This PR introduces DataFrame.write_sql() , enabling users to write Daft DataFrames to SQL databases (e.g., PostgreSQL, SQLite) via SQLAlchemy.

It implements a robust, distributed SQLDataSink that:

  1. Handles Distributed Writes : Uses the DataSink pattern to manage driver-side table initialization and worker-side parallel writes.
  2. Supports Explicit Types : Exposes a dtype parameter to allow users to override default type inference with specific SQLAlchemy types (addressing type verification concerns).
  3. Ensures Connection Safety : Manages connection lifecycles properly across distributed workers to avoid socket serialization issues.

Key Changes

1. New Public API: DataFrame.write_sql

  • Location : daft/dataframe/dataframe.py
  • Signature :
    def write_sql(
        self,
        table_name: str,
        conn: str | Callable[[], "Connection"],
        write_mode: Literal["append",  "overwrite", "fail"] = "append",
        chunk_size: int | None = None,
        dtype: dict[str, Any] | None = None  # 
        <--- NEW: Explicit type control
    ) -> DataFrame: ...
    
  • Behavior : Delegates to SQLDataSink and returns a DataFrame with write metrics ( total_written_rows , total_written_bytes ).

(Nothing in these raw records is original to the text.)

PR #2443, opened 2022-01-30
Dx11 Backend

cwfitzgerald:
**Description**

At long last here is the PR that begins the Dx11 api. I'm making this PR early to make progress transparent and encourage comments as I build this out.

This first PR will aim to get us a working hello-triangle example, follow up PRs will build out more features. I'm trying to keep PRs as small as reasonable due to the hard lesseons we've learned in the past.

**Testing**

Doesn't work... yet :)


cwfitzgerald:
Alright, this is ready for review, though dependent on https://github.com/gfx-rs/d3d12-rs/pull/37.

This factors out a lot of the DXGI code into common code, as well as implementing DX11 adapter enumeration. The DX11 backend is behind an environment flag so that it will not show up unless you externally as for it.

The commits are self contained, but contain a dependency override on a fork, so it's up to you if to squash.

wgpu-hal/Cargo.toml
```diff
@@ -75,6 +76,7 @@ libloading = { version = "0.7", optional = true }
 [target.'cfg(windows)'.dependencies]
 winapi = { version = "0.3", features = ["libloaderapi", "windef", "winuser", "dcomp"] }
 native = { package = "d3d12", version = "0.4.1", features = ["libloading"], optional = true }
+libloading = { version = "0.7", optional = true }
```
kvark, line 79: shouldn't be needed - it's already a dependency for non-wasm32

wgpu-hal/src/auxil/dxgi/conv.rs
```diff
@@ -0,0 +1,175 @@
+use winapi::shared::dxgiformat;
+
+pub fn map_texture_format(format: wgt::TextureFormat) -> dxgiformat::DXGI_FORMAT {
```
kvark, line 3: nice to see code sharing here!

wgpu-hal/src/dx11/adapter.rs
```diff
@@ -0,0 +1,274 @@
...
+    }
+}
+
+impl super::Adapter {
+    pub(super) fn expose(
+        instance: &super::library::D3D11Lib,
+        adapter: native::DxgiAdapter,
+    ) -> Option<crate::ExposedAdapter<super::Api>> {
+        use d3dcommon::{
+            D3D_FEATURE_LEVEL_10_0 as FL10_0, D3D_FEATURE_LEVEL_10_1 as FL10_1,
```
kvark, line 35: this is understandable, but a bit unfortunate
perhaps we'll be better off just using the full names?

wgpu-hal/src/dx11/adapter.rs
```diff
@@ -0,0 +1,274 @@
...
+            | wgt::Features::CLEAR_TEXTURE
+            | wgt::Features::TEXTURE_FORMAT_16BIT_NORM
+            | wgt::Features::ADDRESS_MODE_CLAMP_TO_ZERO;
+        let mut downlevel =
+            wgt::DownlevelFlags::BASE_VERTEX | wgt::DownlevelFlags::READ_ONLY_DEPTH_STENCIL;
+
+        // Features from queries
+        downlevel.set(
+            wgt::DownlevelFlags::NON_POWER_OF_TWO_MIPMAPPED_TEXTURES,
+            d3d9_features.FullNonPow2TextureSupported == 1,
```
kvark, line 100: whaaat, dx9 feature checks?

wgpu-hal/src/dx11/adapter.rs
```diff
@@ -0,0 +1,274 @@
...
+
+        //
+        // Fill out limits and alignments
+        //
+
+        let max_texture_dimension_2d = match feature_level {
+            FL9_1 | FL9_2 => 2048,
+            FL9_3 => 4096,
+            FL10_0 | FL10_1 => 8192,
+            _ => 16384,
```
kvark, line 148: we should be able to use the constants here, like `D3D11_REQ_TEXTURE2D_U_OR_V_DIMENSION`

wgpu-hal/src/dx11/adapter.rs
```diff
@@ -0,0 +1,274 @@
...
+            FL9_1..=FL9_3 => wgt::ShaderModel::Sm2,
+            FL10_0 | FL10_1 => wgt::ShaderModel::Sm4,
+            _ => wgt::ShaderModel::Sm5,
+        };
+
+        let device_info = wgt::AdapterInfo {
+            name: String::new(),
+            vendor: 0,
+            device: 0,
+            device_type: match d3d11_features2.UnifiedMemoryArchitecture {
```
kvark, line 238: we should be able to detect WARP as well

kvark (approved):
Very nice!
It looks mergable, I left a few notes in case you are going to do another iteration.

wgpu-hal/src/dx11/adapter.rs
cwfitzgerald: I'll add that in a follow up that does name/type detection correctly

wgpu-hal/src/dx11/adapter.rs
cwfitzgerald: I almost removed the aliases when I just had the feature code as it wasn't saving us much, but with limits being able to do FL9_1..=FL10_0 tersely was way too useful so I ended up keeping them

wgpu-hal/src/dx11/adapter.rs
cwfitzgerald: Especially new hal, being able to run on dx9 hardware might actually be a possibility :tada:

PR #2451, opened 2022-02-04
Allow non struct buffers in wgsl

IcanDivideBy0:
Thanks to https://github.com/gfx-rs/naga/commit/75692d3, it is now possible to use arrays top level components of a shader, this PR integrates the latest changes from naga to wgpu.

So far, it seems to work fine, but i'm still having an issue: when using the `arrayLength` builtin function on such an array (runtime sized), i have the following error:
```

Caused by:
      note: label = `Particles pipeline`
    Internal error: module is not validated properly: array length expression

', /home/samuel/Workspace/wgpu/wgpu/src/backend/direct.rs:2273:5
```

I've tried to inspect the generated spirv but i'm not really familiar with this, any help appreciated.

### DIFF
--- a/Cargo.lock
+++ b/Cargo.lock
@@ -1041,7 +1041,7 @@ dependencies = [
 [[package]]
 name = "naga"
 version = "0.8.0"
-source = "git+https://github.com/gfx-rs/naga?rev=81dc674#81dc67402a743b4dc6b2d24c0d306cd18799238b"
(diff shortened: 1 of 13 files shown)


kvark (approved):
Nice!

IcanDivideBy0:
https://github.com/gfx-rs/naga/pull/1717 definitely fixed the issue with `arrayLength`!

kvark (approved):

2. Internal Implementation: SQLDataSink

  • Location : daft/io/_sql.py
  • Architecture :
    • start() (Driver) : Handles write_mode logic.
      • fail : Checks existence, raises error if table exists, creates table schema if not.
      • overwrite : Replaces table with new schema.
      • append : Creates table if not exists, ensuring schema readiness for workers.
    • write() (Workers) :
      • Creates independent SQLAlchemy engines/connections per task (no pickling of connections).
      • Converts MicroPartitions to Pandas.
      • Uses pd.to_sql with the user-provided dtype to write data efficiently.
      • Ensures proper resource cleanup ( engine.dispose() ).

3. Tests

  • Location : tests/integration/sql/test_write_sql.py
  • Coverage :
    • Sources : Verified with PyDict, CSV, and JSON sources.
    • Modes : Comprehensive tests for append , overwrite , and fail modes.
    • Type Verification : Added specific tests ( test_write_sql_dtype_basic_types ) that use sqlalchemy.inspect to verify that columns are created with the correct SQL types when dtype is provided.
    • Connection Factory : Verified support for passing a connection factory function (crucial for pickling compatibility).

Addressing Previous Concerns (Type Verification)

This implementation addresses concerns about type safety (raised in previous discussions) by:

  1. Leveraging Pandas' mature type inference for standard types.
  2. Providing the dtype "escape hatch" for complex scenarios, giving users full control over the target schema definition.
  3. Including integration tests that explicitly verify schema creation correctness.

Checklist

  • I have added comprehensive unit/integration tests.
  • I have updated the documentation (docstrings included).
  • I have verified that connections are properly closed and disposed of.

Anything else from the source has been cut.